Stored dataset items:
★ ★ ★ ★ ★ ★ ★

PR #934, opened 2015-05-05
Drop python 2.6 support

Tarrasch:
See this email thread as well:

https://groups.google.com/forum/#!topic/luigi-user/X8YA_JpQ8dQ

### DIFF
--- a/.travis.yml
+++ b/.travis.yml
@@ -13,11 +13,9 @@ env:
   matrix:
     - TOXENV=pep8
     - TOXENV=docs
-    - TOXENV=py26-nonhdfs
     - TOXENV=py27-nonhdfs
     - TOXENV=py33-nonhdfs
     - TOXENV=py34-nonhdfs
-    - TOXENV=py26-cdh
     - TOXENV=py27-cdh
     - TOXENV=py33-cdh
     - TOXENV=py34-cdh
--- a/debian/control
+++ b/debian/control
@@ -3,8 +3,7 @@ Section: libs
 Priority: extra
 Maintainer: Elias Freider <freider@spotify.com>
 Build-Depends:	debhelper (>= 7),
-		python-all (>= 2.6.6-3~),
-		python-argparse,
+		python-all (>= 2.7),
 		python-pip,
 		python-psycopg2,
 		python-pyparsing,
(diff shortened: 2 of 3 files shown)


Tarrasch:
Should I assume no complaints as OK to merge? :)

@jcrobak @daveFNbuck

Tarrasch:
Merging for now to speed up Travis build times. At least. Anyone feel free to audit this decision.

erikbern:
Is Python 2.6 support a big deal to maintain? I don't think it is

Tarrasch:
It was a big deal when Spotify was relying on it. I just wanted to give a fair chance for other big users of luigi to object.

By the way @erikbern, it's time for you to re-introduce your patch where you were about to remove OptParse support. Now there's no blockers to remove it :D

erikbern:
What I meant is what's the cost of maintaining 2.6 support? Is it very high? If so, we should drop it. If it's low, we should keep it.

It seems low to me but I could be wrong

erikbern:
The optparse issue was actually in 2.7.9 btw

erikbern:
afaik some things can be simplified if we drop 2.6, like we can use `functools.total_ordering` for `DateInterval`

Tarrasch:
Ah, I see what you mean now. I think we shouldn't claim to maintain it without anybody using it. It could lead to strange bugs that tests don't cover and affect only 2.6. As I mentioned in my mail to luigi-user@.

erikbern:
Well... we have 2.6 tests running in Travis so shouldn't that be almost enough? 

But if no one uses it then sure let's just drop it. I don't care too much

Tarrasch:
Nope, evidently it's not enough: https://github.com/spotify/luigi/pull/793/files

The other major benefit is the speedup in Travis build times. We're talking about a few minutes at least it seems per PR iteration. It's really annoying to wait for all the tests to pass when developing heavily on luigi.

erikbern:
But 2.6 tests are run in parallel right?

Anyway let's drop it and see if people complain... should be easy to add back alter

daveFNbuck:
2.6 is the main cause of test failures for my commits, because I like to
use test functions that aren't present. Glad to see it leaving.

Tarrasch:
> The optparse issue was actually in 2.7.9 btw

@erikbern: Does this mean that we need to maintain optparse still? I'm not sure what you meant there. I really want to remove it!

In #612 it sounded it was just because Spotify needed it for whatever reason. I'm pretty sure that's not the case for Spotify anymore. Any reason to not repoen #612?

erikbern:
We can prob just remove optparse, not sure why anyone would use it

★ ★ ★ ★ ★ ★ ★

Pick out the lines above containing the word "files", then copy them.

Response to the task:
(diff shortened: 2 of 3 files shown)
Nope, evidently it's not enough: https://github.com/spotify/luigi/pull/793/files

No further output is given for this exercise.